BI-PHASE BOX COUNTING: AN IMPROVED METHOD FOR FRACTAL ANALYSIS OF BINARY IMAGES

Abstract

Many natural systems are irregular and/or fragmented, and have been interpreted to be fractal. An important parameter needed for modeling such systems is the fractal dimension, D. This parameter is often estimated from binary images using the box-counting method. However, it is not always apparent which fractal model is the most appropriate. This has led some researchers to report different D values for different phases of an analyzed image, which is mathematically untenable. This paper introduces a new method for discriminating between mass fractal, pore fractal, and Euclidean scaling in images that display apparent two-phase fractal behavior when analyzed using the traditional method. The new method, coined "bi-phase box counting", involves box-counting the selected phase and its complement, fitting both datasets conjointly to fractal and/or Euclidean scaling relations, and examining the errors from the resulting regression analyses. Use of the proposed technique was demonstrated on binary images of deterministic and stochastic fractals with known D values. Traditional box counting was unable to differentiate between the fractal and Euclidean phases in these images.
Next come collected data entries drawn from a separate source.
Issue #352, opened 2024-01-24
Add general run instructions


camillobruni:
Let's collect some general (and browser specific) instructions to get consistent Speedometer 3 scores across browsers and platforms.

WIP [google document](https://docs.google.com/document/d/1J4TXULBtnbBLtYYkwlrbK1RWgBWl-M5jTTA_n2gbkkY/edit?tab=t.0#heading=h.5aqetjfqhr8s) to collect information.

bgrins:
Based on the discussion today here, the likely outcome is 

1) Some text to replace the current text on the homepage (`Speedometer is a browser benchmark that measures the responsiveness of Web applications. It uses demo web applications to simulate user actions such as adding to-do items.`)
2) A more detailed runbook for people who want to report the most accurate scores

rniwa:
Yeah, I guess it would be good to point out things like clearing the cache, disabling all browser extensions, etc... for the detailed instructions.

PR #359, opened 2024-01-25
Add separate about.html and instructions.html

camillobruni:
Adds a basic instructions section.
To be extended once the document in #352 is filled in.

Screenshot 2024-01-25 at 11 43 32
Screenshot 2024-01-25 at 11 43 54


julienw:
Is it ready for review or are you waiting for the document?
If it's not ready for review, it would be good to be explicit and mark the PR as a draft :-)
Thanks

camillobruni:
Let's try to land this already so everything is in place and we only need to update the content.

julienw (approved):
looks good to me, thanks
make sure to run `npm run format` before landing.

I noticed one issue, but I believe it's unrelated to this patch, rather related to one of the setLocationHash patches:
1. Start the benchmark.
2. Before the benchmark is finished, press F5.

=> empty page

Can you please look at this issue?

camillobruni:
I forgot to redirect the #running view to #home by default if there are no results yet.

bgrins:
> I forgot to redirect the #running view to #home by default if there are no results yet.

I know it was added for a reason, but I wonder if we should reconsider the hash navigation.

It seems to me the benefit would be if we wanted to allow users to drive UI states with the back button - and in general we don't, in the sense that you can't go back from #summary to #running by design. If we don't need that property there would be simpler ways to manage the UI state that avoid these types of bugs: just set some kind of attribute on the body to toggle display for the corresponding section (or even toggling an attribute on the sections themselves).

One thing that's nice about the current behavior is that you can deep link to the About dialog, but we could handle that as a special case (reading location.hash at page load and toggling the about dialog if it matches "#about"). Any thoughts on this @camillobruni @rniwa ? Not volunteering Camillo to make that change, and I don't think it's a blocker, but if we generally agree on this then maybe @julienw or I could work on a patch if you'd like.

julienw:
In addition to the good suggestion from bgrins, I was also thinking that all the instructions and about texts could be in a separate plain HTML page, so that the runner would stay fairly simple with its 4 states (home / running / details / summary).

rniwa:
> In addition to the good suggestion from bgrins, I was also thinking that all the instructions and about texts could be in a separate plain HTML page, so that the runner would stay fairly simple with its 4 states (home / running / details / summary).

Yeah, that could be a simpler solution overall.

index.html
```diff
@@ -176,6 +177,44 @@ <h1 class="section-header">About Speedometer 3</h1>
...
+                <div class="section-grid">
+                    <h1 class="section-header">Speedometer 3 Test Instructions</h1>
+                    <div class="section-content">
+                        <h2>General Instructions</h2>
+                        <ol>
+                            <li>Before running Speedometer:</li>
+                            <ul>
+                                <li>Close all other applications.</li>
+                                <li>Close other browser windows and tabs.</li>
+                                <li>Use a fresh browser profile and a single window.</li>
```
rniwa, line 195: Maybe we want to explicitly call out that browser extensions should be disabled?

camillobruni:
I'm fine either way.
Maybe hosting the instructions and about text as separate documents is solving most complexity of the hash-based navigation. I'll create WIP PR with that change.

camillobruni:
I've now moved the about and instructions sections into standalone .html files which makes the navigation logic much simpler.

rniwa (approved):

Issue #365, opened 2024-01-27
jQuery test only ever marks the first todo item as completed


rniwa:
Step through jQuery suite in https://speedometer-preview.netlify.app/interactiverunner?suite=TodoMVC-jQuery

We observe that the only first item is marked as completed in "CompletingAllItems" test.

rniwa:
The issue here seems to be that the entire todo list is re-generated each time any checkbox is toggled. So we need to execute `querySelectorAll` in each iteration, or update jQuery implementation to not nuke the whole list each time any todo item's completeness is toggled.

flashdesignory:
we had several prs closed for jQuery, both would address the whole list re-render issue:

https://github.com/WebKit/Speedometer/pull/133

https://github.com/WebKit/Speedometer/pull/140

comment from me from the last example:
"The main difference, which I think is beneficial, is the fact that this implementation doesn't re-render the whole list with every update, which is an optimization that other frameworks / libraries do out of the box."

Happy to take a look at both and open a pr for an updated version!

julienw:
Another possibility would be to use [getElementsByClassName](https://developer.mozilla.org/en-US/docs/Web/API/Document/getElementsByClassName) which is a live collection. This might change the performance characteristics of the workload though.

rniwa:
> Another possibility would be to use [getElementsByClassName](https://developer.mozilla.org/en-US/docs/Web/API/Document/getElementsByClassName) which is a live collection. This might change the performance characteristics of the workload though.

Yeah, that's another alternative. I'd be happy with either approach.

bgrins:
At this point, my preference is to take a change like #366 as opposed to a broader refactor to optimize re-renders. I'd like to make an as-narrow-as-possible-correctness-fix for 3.0, and to consider whether we should make a refactor for a future version.

PR #366, opened 2024-01-27
This PR fixes the issue #365: jQuery test only ever marks the first todo item as completed

rniwa:
The bug was caused by jQuery replacing the whole todo list whenever each todo item is toggled.

Fixed it by running querySelectorAll in each iteration.

### DIFF
--- a/resources/tests.mjs
+++ b/resources/tests.mjs
@@ -566,9 +566,8 @@ Suites.push({
             }
         }),
         new BenchmarkTestStep("CompletingAllItems", (page) => {
-            const checkboxes = page.querySelectorAll(".toggle");
             for (let i = 0; i < numberOfItemsToAdd; i++)
-                checkboxes[i].click();
+                page.querySelectorAll(".toggle")[i].click();
         }),
         new BenchmarkTestStep("DeletingAllItems", (page) => {
             for (let i = numberOfItemsToAdd - 1; i >= 0; i--)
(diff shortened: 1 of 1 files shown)


rniwa:
An alternative fix is modify the jquery todo implementation so that it won't nuke the whole todo list whenever one of them is toggled but that seemed like a bigger overhaul.

julienw:
This produces a lot of GC due to the full rerenders... Maybe actually we should actually fix this for toggles? And maybe even for creates and destroys...

FTR I tried different approaches than the one with `querySelectorAll` here, but I got the same scores as a result. I tried using 
```js
querySelector(`li:nth-child(${i}) .toggle`)
```
and with `getElementsByClassName`.
If you want to try, here are the links:
[with querySelectorAll](https://fix-jquery-complete-all-items--speedometer-preview.netlify.app/?suite=TodoMVC-jQuery)
[with nth-child](https://with-nth-child--speedometer-preview.netlify.app/?suite=TodoMVC-jQUery)
[with getElementsByClassName](https://with-getelementsbyclassname--speedometer-preview.netlify.app/?suite=TodoMVC-jQUery)

I'd like to hear other opinions.

camillobruni:
I probably slightly prefer `getElementsByClassName`, but given the little difference in score I don't have a strong opinion.

bgrins:
#367 is fine with me, if works is for @camillobruni / @flashdesignory

julienw:
fixed by #367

In contrast, bi-phase box counting unmistakably identified the fractal phase and correctly estimated its D value. The new method was also applied to three binary images of soil thin sections. The results indicated that two of the soils were pore-fractals, while the other was a mass fractal. This outcome contrasted with the traditional box counting method which suggested that all three soils were mass fractals. Reclassification has important implications for modeling soil structure since different fractal models have different scaling relations. Overall, bi-phase box counting represents an improvement over the traditional method. It can identify the fractal phase and it provides statistical justification for this choice.